▶ **EXERCISE INPUT**
PR #4961, opened 2024-10-11
feat: add db table for trace sessions

### LINKED ISSUE #4854: [sessions] DB ERD
Create an ERD for review that - maps traces (e.g. trace_ids) to a given session. Note that the user wants to be able to quickly view the begging / end of a session to get a sense of how the conversation went.

### LINKED ISSUE #5010: [sessions][gql] project sessions connection

RogerHYang:
resolves #4854 
resolves #5010

# Notes
- Added `project_sessions` with foreign key on `traces`
- Since each span can have a different the project name, to eliminate ambiguity, the project for the session is defined by the span with the max `end_time`.

Screenshot 2024-10-15 at 3 59 01 PM

### DIFF
--- a/app/schema.graphql
+++ b/app/schema.graphql
@@ -1120,6 +1120,7 @@ type Project implements Node {
   spanLatencyMsQuantile(probability: Float!, timeRange: TimeRange, filterCondition: String): Float
   trace(traceId: ID!): Trace
   spans(timeRange: TimeRange, first: Int = 50, last: Int, after: String, before: String, sort: SpanSort, rootSpansOnly: Boolean, filterCondition: String): SpanConnection!
+  sessions(timeRange: TimeRange, first: Int = 50, after: String): ProjectSessionConnection!
 
   """
   Names of all available annotations for traces. (The list contains no duplicates.)
@@ -1156,6 +1157,31 @@ type ProjectEdge {
 
   """The item at the end of the edge"""
   node: Project!
+}
+
+type ProjectSession implements Node {
+  """The Globally Unique ID of this object"""
+  id: GlobalID!
+  sessionId: String!
+  traces(first: Int = 50, last: Int, after: String, before: String): TraceConnection!
+}
+
+"""A connection to a list of items."""
+type ProjectSessionConnection {
+  """Pagination data for this connection"""
+  pageInfo: PageInfo!
+
+  """Contains the nodes in this connection"""
+  edges: [ProjectSessionEdge!]!
+}
+
+"""An edge in a connection."""
+type ProjectSessionEdge {
+  """A cursor for use in pagination"""
+  cursor: String!
+
+  """The item at the end of the edge"""
+  node: ProjectSession!
 }
 
 type PromptResponse {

▶ **WHAT YOU NEED TO DO**
Look back at the data above. Transcribe exactly the lines starting at the line that contains "after: String): ProjectSessionConnection!" and ending at the line that contains "the nodes in".

▶ **SOLUTION**
+  sessions(timeRange: TimeRange, first: Int = 50, after: String): ProjectSessionConnection!
 
   """
   Names of all available annotations for traces. (The list contains no duplicates.)
@@ -1156,6 +1157,31 @@ type ProjectEdge {
 
   """The item at the end of the edge"""
   node: Project!
+}
+
+type ProjectSession implements Node {
+  """The Globally Unique ID of this object"""
+  id: GlobalID!
+  sessionId: String!
+  traces(first: Int = 50, last: Int, after: String, before: String): TraceConnection!
+}
+
+"""A connection to a list of items."""
+type ProjectSessionConnection {
+  """Pagination data for this connection"""
+  pageInfo: PageInfo!
+
+  """Contains the nodes in this connection"""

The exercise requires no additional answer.